MATERIAL SHOWN:
• • • • • • •

PR #2806, opened 2021-07-11
3100: viz-builder-server scaffolding

chris-bes:
### Changes:

- Add viz-builder-server scaffolding.


packages/server-boilerplate/src/orchestrator/auth/middleware.ts
```diff
@@ -0,0 +1,38 @@
...
+
+    if (!authHeader || !authHeader.startsWith('Bearer')) {
+      throw new UnauthenticatedError(
+        'No authorization header provided - must be Bearer Auth Header',
+      );
+    }
+    
+    const accessToken = getJwtToken(authHeader);
+    const authConnection = new AuthConnection();
+    const { accessPolicy: accessPolicyObject } = await authConnection.authenticateAccessToken(accessToken);
```
chris-bes, line 30: So from our tech design discussion, admin panel will assume that all requests coming in will contain an access token, and its acceptable that we dont have to care about session management. However, in order to authenticate an access token using the `Authenticator` class in the `auth` package, we need to instantiate a Model registry that at least contains the User model (this is how the middleware in microservice servers do it). As I understand, for orchestration servers, we want to limit the model access so that if we decide to migrate away from using the tupaia db then it should be easier to accomplish (although I'm not sure if we would ever want to do that for viz-builder?). 

So just to follow the pattern mentioned above, I decide to authenticate the access token by sending a request to `auth` endpoint instead of directly calling Authenticator. I've done a bit of research and found that although there's no standard way of how resource server validate access token, using auth server (meditrak-server) to authenticate the access token is a common pattern.

The only downside of this is we will need to have 1 extra call for every request coming in viz-builder-server. So slower performance is expected...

• • • • • • •

The string "middleware" marks the lines to return from the material. Copy each one.

SOLVED EXERCISE:
packages/server-boilerplate/src/orchestrator/auth/middleware.ts
chris-bes, line 30: So from our tech design discussion, admin panel will assume that all requests coming in will contain an access token, and its acceptable that we dont have to care about session management. However, in order to authenticate an access token using the `Authenticator` class in the `auth` package, we need to instantiate a Model registry that at least contains the User model (this is how the middleware in microservice servers do it). As I understand, for orchestration servers, we want to limit the model access so that if we decide to migrate away from using the tupaia db then it should be easier to accomplish (although I'm not sure if we would ever want to do that for viz-builder?). 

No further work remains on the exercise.